I understand what you mean. but, When I wrote via fuse, Those problems also happend. This is a write log from client to server: client:~# mount | grep brick /usr/local/glusterfs-3.2.0/etc/glusterfs/xxxxxx.vol on /a/brick01/xxxxxx type fuse.glusterfs (rw,allow_other,default_permissions,max_read=131072) client:~# cd /a/brick01/xxxxxx/yyyy;pwd /a/brick01/xxxxxx/yyyy client:/a/brick01/xxxxxx/yyyy# for x in 121 122 123 124 125 126 127 128 129 130; do dd if=/dev/zero of=./data.${x} bs=1024 count=${x}; done 121+0 records in 121+0 records out 123904 bytes (124 kB) copied, 0.00740512 s, 16.7 MB/s 122+0 records in 122+0 records out 124928 bytes (125 kB) copied, 0.00693275 s, 18.0 MB/s 123+0 records in 123+0 records out 125952 bytes (126 kB) copied, 0.00667576 s, 18.9 MB/s 124+0 records in 124+0 records out 126976 bytes (127 kB) copied, 0.00650061 s, 19.5 MB/s 125+0 records in 125+0 records out 128000 bytes (128 kB) copied, 0.00780486 s, 16.4 MB/s 126+0 records in 126+0 records out 129024 bytes (129 kB) copied, 0.00731015 s, 17.6 MB/s 127+0 records in 127+0 records out 130048 bytes (130 kB) copied, 0.00669811 s, 19.4 MB/s 128+0 records in 128+0 records out 131072 bytes (131 kB) copied, 0.00661765 s, 19.8 MB/s 129+0 records in 129+0 records out 132096 bytes (132 kB) copied, 0.00749507 s, 17.6 MB/s 130+0 records in 130+0 records out 133120 bytes (133 kB) copied, 0.00710567 s, 18.7 MB/s client:/a/brick01/xxxxxx/yyyy# ls -lh data.1* ls: cannot access data.128: Invalid argument <-- broken ls: cannot access data.129: Invalid argument <-- broken ls: cannot access data.130: Invalid argument <-- broken -rw-r--r-- 1 root root 121K Jun 30 14:40 data.121 -rw-r--r-- 1 root root 122K Jun 30 14:40 data.122 -rw-r--r-- 1 root root 123K Jun 30 14:40 data.123 -rw-r--r-- 1 root root 124K Jun 30 14:40 data.124 -rw-r--r-- 1 root root 125K Jun 30 14:40 data.125 -rw-r--r-- 1 root root 126K Jun 30 14:40 data.126 -rw-r--r-- 1 root root 127K Jun 30 14:40 data.127
Hi Yasuya, We do not support writing to backend directly (bypassing the client). This creates inconsistencies. As your log shows, one of the backend has the data, while the other does not [root@gluster-server01 item]# getfattr -m . -d -e hex ./739/10498739/0624/img6740191728085.jpg # file: 739/10498739/0624/img6740191728085.jpg trusted.gfid=0xc7daf1f183d946dcaca210b30dc26d1e <<----as you wrote to the backe server01 directly. [root@gluster-server02 item]# getfattr -m . -d -e hex ./739/10498739/0624/img6740191728085.jpg getfattr: ./739/10498739/0624/img6740191728085.jpg: No such file or directory the client protocol (replicate) actually takes care of mirroring the info on both servers. Please restart all your tests, and do not write to the backend directly. One way to recover data is, to write data(copy the file) to the mount point, and after completion, delete the data on the backend to which you had written directly(older copy). Please let me know if I can go ahead and close this bug.

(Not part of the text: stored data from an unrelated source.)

PR #971, opened 2025-07-16
Add missing underscore to `show_se_type` argument in docs

jsr-p:
It is correctly written in the code [example](https://py-econometrics.github.io/pyfixest/table-layout.html#hide-fixed-effects-or-se-type-rows), though. I only read the text (with the typo) and was confused why it didn't hide the the se type row :smile:


s3alfisc:
@all-contributors please add @jsr-p for docs

s3alfisc:
Ah great catch, thanks for fixing this Jonas!

PR #988, opened 2025-08-13
add waterfall

s3alfisc:
Add a waterfall chart to the Gelbach Decomposition method.


s3alfisc:
pre-commit.ci autofix

Issue #983, opened 2025-08-04
Showing R2


SwannChelly:
Hi, 

In some reporting packages (as Stargazer) there is the possibility not to show R2. I could be great to have the same functionality in pf.etable I think. 

Thank you for all your work !

Best, 
Swann

s3alfisc:
Yes, this should also be quite doable!

SwannChelly:
> Yes, this should also be quite doable!

Thank you !

dsliwka:
Currently the display of specific model statistics like R2 is "hard wired" in etable. Last year when I contributed to the etable code and thought about making the display of model statistics more flexible I had the following thought on this. But @s3alfisc I am not sure whether the following makes sense: 
Suppose all estimation classes instead of (or on top of) having the model statistics as attributes itself (like _r2) have a _modelstats attribute which is a dictionary with the name of the model statistics as keys and the respective statistics as values. 
This would allow a flexible implementation of the display of model statistics in etable and other output methods. In etable the user could, for instance, just specify a list of the names of the model statistics to be displayed in the table (with a default). etable would check whether the respective statistics is in _modelstats for the respective column and display it. It would then also be able to display model statistics of new estimators implemented in pyfixest in the future or newly added statistics without the need to adapt the code.

dsliwka:
Sorry, ignore the previous response. It should be much easier without changing the estimation classes to implement the same functionality using getattr() . If I find the time in the next few weeks I can try to implement this.

leostimpfle:
This is now supported in `maketables`:

https://py-econometrics.github.io/maketables/docs/ETable.html#specify-displayed-model-statistics

PR #992, opened 2025-08-18
Allow user to specify the model statistics to be displayed as well as their order

dsliwka:
Replaces the previously hard‑wired bottom panel model statistics logic in etable with more flexible system.

Key changes:
- New arguments: model_stats (list of attribute names without leading _) and model_stats_labels (optional label overrides).
- Any model attribute can be displayed by listing its name without "_" (e.g. _r2_within -> "r2_within", _N -> "N"). Should therefore also work with future estimation methods and attributes.
- Default (when model_stats=None) reproduces legacy behavior: ["N", "se_type?" if show_se_type, "r2", ("r2_within" if available else "adj_r2")].
- Passing an empty list model_stats=[] suppresses all built‑in stats.

Addresses #983.


dsliwka:
pre-commit.ci autofix

s3alfisc:
Thank you Dirk, I'll try to take a look tomorrow (latest by Wednesday). Sorry for not replying earlier to your comments!

leostimpfle:
I think this can be closed because it is implemented in `maketables`:

https://py-econometrics.github.io/maketables/docs/ETable.html#specify-displayed-model-statistics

Closing the bug as I have not heard back from the originator of the bug. The issue was writing to one of the replica backend directly, which is not supported.
I tried recommended configuration but, same situation was going on. Finally I resolved this problem to setting as following. #------------------------------------------------------------------------ # # performance settings # #------------------------------------------------------------------------ volume cache type performance/io-cache option cache-size 256MB subvolumes replicate1 end-volume volume writeback type performance/write-behind option cache-size 128MB subvolumes cache end-volume #volume quickread # type performance/quick-read # option cache-timeout 1 # option max-file-size 512KB # subvolumes writeback #end-volume volume iothreads type performance/io-threads option thread-count 16 subvolumes writeback end-volume When I set quickread, glusterfs could not write over 128KB. Thank you for helping us.